[Data extracted from a collection]
******************************

PR #4859, opened 2020-09-17
Fix tiddler title alignment if no icon is acitve

pmario:
The tiddler title is miss-aligned by 0.1em margin right from an empty span, if no icons are specified. 

The image shows it all. "Hello There" text is moved to the right, because of the `.tc-tiddler-title-icon` margin-right setting. 

The PR fixes the miss-alignment, because the span is only included into the DOM, if a tiddler icon-field or $:/config/DefaultTiddlerIcon is defined.

tiddler-title-not-aligned-if-no-icon


pmario:
@Jermolene ... Don't merge yet. The span also makes the title line higher, which is a side effect that is needed. I will probably need to adjust a CSS setting.

pmario:
@Jermolene .. Can be merged now. .. The line height fix is needed for titles that contain chars like "g".

Jermolene:
Thanks @pmario

Jermolene:
Thanks @pmario

PR #4863, opened 2020-09-22
Fix 4860 parser problem with tripple double qoutes.

### LINKED ISSUE #4860: Advanced Search -> Export Tiddlers drop-down breaks when double quotations are used in Filter tab
I was looking for a way to list a few individual tiddlers for export together into a single JSON file. I entered "Tiddler One" "Tiddler Two" into the Filter tab search box (which properly matched the tiddlers that I wanted) and clicked the export tiddlers button. Instead of the normal options, each option showed a bunch of underlying code and didn't function correctly.

I finally figured out the proper way ( [[Tiddler One]] [[Tiddler Two]] ... also using single tick-mark/apostrophe quotes works ) but it seemed that the intuitive way of using double quotes that properly matched shouldn't break the export feature.

pmario:
This PR fixes #4860 

The attached ZIP file contains 2 TW versions. "parser-problem" is the one with the problem.

There are 3 tiddlers, that show the problem if in preview-mode, parse-tree is selected. 

-----
Edit: This is the new test.html
[test.zip](https://github.com/Jermolene/TiddlyWiki5/files/5263232/test.zip)

These are the new test tiddlers, that can be used with 5.1.22. If you check the parsetree it will fail.

If you import them into the test.html it should all be fine. 

[parser-problem-with-tripple-doublequote.zip](https://github.com/Jermolene/TiddlyWiki5/files/5263205/parser-problem-with-tripple-doublequote.zip)


pmario:
@Jermolene Don't merge yet. The tests pass, but tiddlywiki.com breaks

pmario:
The tests are not good enough. It seems I have a regexp that is OK, but need more testing

pmario:
I did update the initial post with the new files. @Jermolene ... There are new tests and the fixes now. Please test. @rmunn can you test it?

Jermolene:
Thanks @pmario. It looks like the original problem reported in #4860 is fixed by the change to `core/wiki/macros/export.tid`, is that right? What is the intention behind the regexp changes?

pmario:
>Thanks @pmario. It looks like the original problem reported in #4860 is fixed by the change to core/wiki/macros/export.tid, is that right? What is the intention behind the regexp changes?

No the problem is super weird. The changes to the export.tid only seemed to fix the export problem. 
I needed about half a day of single step debugging to find the real problem.

With the regexp fix, core/wiki/macros/export.tid doesn't need to be changed. .. So the regexp fix also hardens the usage of tripple-double-quotes. (Which, sometimes, has advantages over the new macro-like syntax)

eg: if you export `"a" "b"` _and_ "a" and "b" are real tiddlers, only "a" was exported, because the regexp "eats" the second double-quote from "b". So it became "b ... See the new tests. (if you cherrypick them without the regexp stuff.)

The real problem is the regexp and was an oversight in commit: a2ec4c55e3af794e83ef417088a700ee5e299c30, which doesn't take care of "a b" being equal to [[a b]]. 

Check out this text `""""a" "b""""` with the existing regexp and the new regexp. You'll see the difference in your regexp-tool. Also have a close look at `test-html-parser` in the new tests. ... There are some tests with 4 double-quotes at the end and some with 3.

With the "old" regexp all of them with 4 "'s fail. 

As I wrote. It is much trickier as it seems at first and it was a really time consuming fix. All in all with the tests 2 days :/
And my first fix was a complete fail, since the regexp needed to be more specific.

Jermolene:
> No the problem is super weird. The changes to the export.tid only seemed to fix the export problem.
I needed about half a day of single step debugging to find the real problem.

OK, so there's actually two fixes in this PR:

* A fix for the export problem by switching from triple double  quotes and string substitution to the new syntax for accessing macro parameters as variables. This would be the recommended best practice; using triple double  quotes and string substitution is now deprecated
* An improvement to the parsing of triple double  quote delimited strings, making them less greedy so that they work with trailing double quotes

Given that we have a better alternative to triple double quote delimited strings in most situations, I would be inclined not to bother with the second part of this PR in order to avoid unexpected backwards incompatibility. It also looks as though these new regexps are slower than the old ones.

pmario:
>A fix for the export problem by switching from triple double quotes and string substitution to the new syntax for accessing macro parameters as variables. This would be the recommended best practice; using triple double quotes and string substitution is now deprecated

IMO Tripple double quotes can't be deprecated, because that would be a feature regression.  eg:  \define test(a, b) """$a$$b$""" is fundamentally different than `\define test(a, b) <<__a__>><<__b__>>` how it is resolved. The first example makes a proper string concatenation, the second doesn't. 

That's exactly THE problem every users struggles with.

pmario:
>I would be inclined not to bother with the second part of this PR in order to avoid unexpected backwards incompatibility. It also looks as though these new regexps are slower than the old ones.

BUT it's an issue! ... Have a look at: https://github.com/Jermolene/TiddlyWiki5/issues/4860#issuecomment-695933592 .. If you want to export those 2 tiddlers, only the first one will be exported! That's a big problem and can cause data loss. 

If I'm exporting tiddlers from a wiki and then delete them, because I want to import them into a different wiki. I'll definitely loose data.

pmario:
>OK, so there's actually two fixes in this PR:

No, there's only 1 fix. the regexp. The `core/wiki/macros/export.tid` can be reverted back to tripple quotes.

Jermolene:
Hi @pmario I've fixed this differently in ae13a0fee118c50169b7835c950df1dade33788f and 59f233cd46616646fa8889f65aa9cc7d704d8c9a

PR #4865, opened 2020-09-24
Change description for Filesystem and TiddlyWeb plugins

pmario:
[Quote from GG](https://groups.google.com/d/msg/tiddlywiki/cHv4bWvZo00/3Aa6kuTFBgAJ)

So this just cost me about 3 hours and I was really lucky to lose only a few changes to tiddlers.

The plugin is described as "Synchronise changes to the local filesystem" so I thought it had something to do with running TW locally as a single file. But it's actually the mechanism that the node server uses to save tiddlers.

The insidious thing is that it only becomes effective the next time the server is restarted - which could be months after you made the change in the settings and have forgotten about it completely. And then you still don't notice anything wrong because the server keeps changes in memory - until you restart it the next time and all changes in between are lost!

I think it would be a good idea at minimum to change the plugin description, or even make it impossible to disable.

----------

This PR should make the dataflow more obvious.

### DIFF
--- a/core/modules/filters.js
+++ b/core/modules/filters.js
@@ -9,7 +9,7 @@ Adds tiddler filtering methods to the $tw.Wiki object.
 (function(){
 
 /*jslint node: true, browser: true */
-/*global $tw: false */
+/*global $tw, console, exports */
 "use strict";
 
 /*
--- a/core/modules/filters.js
+++ b/core/modules/filters.js
@@ -9,7 +9,7 @@ Adds tiddler filtering methods to the $tw.Wiki object.
 (function(){
 
 /*jslint node: true, browser: true */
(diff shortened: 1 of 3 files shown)


Jermolene:
Thanks @pmario

pmario:
@Jermolene .. do you have an idea, how I can get rid of all the "unnecessary" commits that are shown here?

Jermolene:
Hi @pmario 

> do you have an idea, how I can get rid of all the "unnecessary" commits that are shown here?

Sorry, no, Git is still largely a mystery to me...

pmario:
@BurningTreeC Hi, do you know a solution for https://github.com/Jermolene/TiddlyWiki5/pull/4865#issuecomment-698827336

******************************

Work instruction - Repeat word for word every line from the start of the entries to the line holding "### LINKED ISSUE", inclusive, and nothing else.

Solved exercise -
PR #4859, opened 2020-09-17
Fix tiddler title alignment if no icon is acitve

pmario:
The tiddler title is miss-aligned by 0.1em margin right from an empty span, if no icons are specified. 

The image shows it all. "Hello There" text is moved to the right, because of the `.tc-tiddler-title-icon` margin-right setting. 

The PR fixes the miss-alignment, because the span is only included into the DOM, if a tiddler icon-field or $:/config/DefaultTiddlerIcon is defined.

tiddler-title-not-aligned-if-no-icon


pmario:
@Jermolene ... Don't merge yet. The span also makes the title line higher, which is a side effect that is needed. I will probably need to adjust a CSS setting.

pmario:
@Jermolene .. Can be merged now. .. The line height fix is needed for titles that contain chars like "g".

Jermolene:
Thanks @pmario

Jermolene:
Thanks @pmario

PR #4863, opened 2020-09-22
Fix 4860 parser problem with tripple double qoutes.

### LINKED ISSUE #4860: Advanced Search -> Export Tiddlers drop-down breaks when double quotations are used in Filter tab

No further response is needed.